Issue #611, opened 2016-03-17
Requested thermo libraries not checked for existence.


rwest:
You can request in your input file a thermo library that doesn't exist, and it doesn't cause a problem until trying to look thermo up in the library when it gives a KeyError. It would be nice if it checked when loading the database (or the input file), and warned the user with a helpful message.

mliu49:
Addressed by #766.

PR #766, opened 2016-09-07
Thermo library existence checking when loading database

KEHANG:
This PR is mainly to address the issue #611 

- checks thermo library existence when loading database instead of crashing after job starts

- adds an unit test for the change method `loadLibraries` in `thermo.py`

### DIFF
--- a/rmgpy/data/thermo.py
+++ b/rmgpy/data/thermo.py
@@ -751,18 +751,30 @@ class ThermoDatabase(object):
         points to the top-level folder of the thermo database.
         """
         self.libraries = {}; self.libraryOrder = []
-        for (root, dirs, files) in os.walk(os.path.join(path)):
-            for f in files:
-                name, ext = os.path.splitext(f)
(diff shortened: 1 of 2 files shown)


nyee:
I don't understand the purpose of this pull request. Don't we want RMG to crash if the user puts in existent library?

I think it is rare that a user will decide to run the job without the library anyway. Even worse, the user might not notice their library didn't load and let the job keep running.

mliu49:
It seems that the current way will not load the library if it doesn't exist, but still add the name to `self.libraryOrder`, which won't cause errors until later with a non-helpful KeyError.

I do think that making this an error instead of a warning might be better so the user knows right away that something was wrong with the input file. It could be something minor like a spelling mistake, and it would bad for user to be unaware and have the job keep running.

KEHANG:
@mliu49 I agree we should let users know the issues as early as possible. Thanks for the comment.

KEHANG:
@nyee @mliu49 you guys have more suggestions?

★ ★ ★ ★

Action item
Everything from the line with "- checks thermo" to the end of the listing above needs to be duplicated exactly, both end lines included, with nothing more.

Result for this exercise
- checks thermo library existence when loading database instead of crashing after job starts

- adds an unit test for the change method `loadLibraries` in `thermo.py`

### DIFF
--- a/rmgpy/data/thermo.py
+++ b/rmgpy/data/thermo.py
@@ -751,18 +751,30 @@ class ThermoDatabase(object):
         points to the top-level folder of the thermo database.
         """
         self.libraries = {}; self.libraryOrder = []
-        for (root, dirs, files) in os.walk(os.path.join(path)):
-            for f in files:
-                name, ext = os.path.splitext(f)
(diff shortened: 1 of 2 files shown)


nyee:
I don't understand the purpose of this pull request. Don't we want RMG to crash if the user puts in existent library?

I think it is rare that a user will decide to run the job without the library anyway. Even worse, the user might not notice their library didn't load and let the job keep running.

mliu49:
It seems that the current way will not load the library if it doesn't exist, but still add the name to `self.libraryOrder`, which won't cause errors until later with a non-helpful KeyError.

I do think that making this an error instead of a warning might be better so the user knows right away that something was wrong with the input file. It could be something minor like a spelling mistake, and it would bad for user to be unaware and have the job keep running.

KEHANG:
@mliu49 I agree we should let users know the issues as early as possible. Thanks for the comment.

KEHANG:
@nyee @mliu49 you guys have more suggestions?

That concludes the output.